- Supplied information:
********
PR #37, opened 2023-06-07
[#7] [API] As a user, I can Sign In and receive a JWT

### LINKED ISSUE #7: [API] As a user, I can Sign In and receive a JWT
## Why

User should be able to sign in and receive a JWT token with refresh token for use with other API.

## Acceptance Criteria

- Create endpoint `POST` `/api/v1/signin` for sign in.
    - Input parameters:
    
    ```jsx
    {
    	"grant_type": "password",
    	"email": "me@nimblehq.co",
    	"password": "123456",
    	"client_id": "{{ _.client_id }}",
    	"client_secret": "{{ _.client_secret }}"
    }
    ```
    
    - Output:
    
    ```jsx
    {
    	"access_token": "",
    	"token_type": "Bearer",
    	"expires_in": 7200,
    	"refresh_token": "",
    	"created_at": 1684995376
    }
    ```
    

## Resources

https://github.com/doorkeeper-gem/doorkeeper/blob/main/app/controllers/doorkeeper/tokens_controller.rb

blyscuit:
- close #7

## What happened 👀

Add `login` route. User can sign in with path `/api/v1/login` and received jwt token.

## Insight 📝

- Add empty `TokensController` to support custom route inside `api/v1` module.
- Add custom route for signin.
- Add `OAuthHelpers` for helping with auth related specs.

## Proof Of Work 📹
Screen Shot 2023-06-08 at 14 49 49


config/initializers/doorkeeper.rb
```diff
@@ -2,6 +2,8 @@
 
 Doorkeeper.configure do
   orm :active_record
+  api_only
```
phongvhd93: This duplicate with line number 8

spec/routing/tokens_controller_spec.rb
```diff
@@ -0,0 +1,11 @@
+# frozen_string_literal: true
+
+require 'rails_helper'
+
+RSpec.describe Api::V1::TokensController, type: :routing do
```
byhbt: As far as i know, i most our Ruby on Rails project, we don't write test for the route.

spec/fabricators/application_fabricator.rb
```diff
@@ -0,0 +1,5 @@
+# frozen_string_literal: true
+
+Fabricator(:application, from: Doorkeeper::Application) do
+  name 'iOS client'
```
byhbt: We also can provide more variant of data by this way.

```suggestion
  name ['iOS client', 'Android client'].sample
```

spec/requests/api/v1/tokens_controller_spec.rb
```diff
@@ -0,0 +1,48 @@
...
+
+require 'rails_helper'
+
+RSpec.describe Api::V1::TokensController, type: :request do
+  describe 'POST#login' do
+    context 'given valid credentials' do
+      it 'returns an access token' do
+        post api_v1_login_path, params: token_request_params
+
+        expect(JSON.parse(response.body)['token_type']).to eq('Bearer')
```
byhbt, line 11: We also can use this gem `rspec-json_expectations` to assert the JSON content. Reference: https://github.com/waterlink/rspec-json_expectations

Current approach is also good enough for this case.

config/routes.rb
```diff
@@ -7,8 +7,13 @@
   
   namespace :api do
     namespace :v1 do
+      use_doorkeeper do
+        controllers tokens: 'tokens'
+        skip_controllers :authorizations, :applications, :authorized_applications, :token_info, :tokens
+      end
       resources :keywords, only: :index
       resources :private_items, only: :index
+      post '/login', to: 'tokens#create'
```
malparty: As usual, unless there is a specific need from the requirements or any technical constraints, we recomend sticking with the Rails standard.
This applies with routes: `tokens` is a resource, so we can use the `resources` short hand:
```suggestion
      resources :tokens, only: [:create]
```

Then we will have the route `POST /tokens` created (instead of `POST /login`).

spec/requests/api/v1/tokens_controller_spec.rb
blyscuit: The documentation for this library is a broken link 😢 I also tried a few of alternatives and found that the current approach is already readable.

We can revisit this library again later if the document is back.

config/routes.rb
blyscuit: @phongvhd93 You might want to do the same on your PR 🙏

byhbt (approved):

spec/requests/api/v1/tokens_controller_spec.rb
```diff
@@ -0,0 +1,48 @@
...
+      expect(JSON.parse(response.body)['token_type']).to eq('Bearer')
+    end
+  end
+
+  context 'when the user refreshes an incorrect refresh token' do
+    it 'returns an invalid_grant error' do
+      post api_v1_tokens_path, params: token_refresh_params('wrong_token')
+
+      expect(JSON.parse(response.body)['error']).to eq('invalid_grant')
+    end
```
malparty, line 65: Should we also test the status code in both the happy path and this error path? 🤔

malparty (approved):
Approved with a last recommendation :)

phongvhd93 (approved):

spec/requests/api/v1/tokens_controller_spec.rb
blyscuit: Updated with status code tests.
********
- Exercise objective: Transcribe the opening lines of the listing exactly, please. Stop after the line that contains "## Resources".

- Output for this task:
PR #37, opened 2023-06-07
[#7] [API] As a user, I can Sign In and receive a JWT

### LINKED ISSUE #7: [API] As a user, I can Sign In and receive a JWT
## Why

User should be able to sign in and receive a JWT token with refresh token for use with other API.

## Acceptance Criteria

- Create endpoint `POST` `/api/v1/signin` for sign in.
    - Input parameters:
    
    ```jsx
    {
    	"grant_type": "password",
    	"email": "me@nimblehq.co",
    	"password": "123456",
    	"client_id": "{{ _.client_id }}",
    	"client_secret": "{{ _.client_secret }}"
    }
    ```
    
    - Output:
    
    ```jsx
    {
    	"access_token": "",
    	"token_type": "Bearer",
    	"expires_in": 7200,
    	"refresh_token": "",
    	"created_at": 1684995376
    }
    ```
    

## Resources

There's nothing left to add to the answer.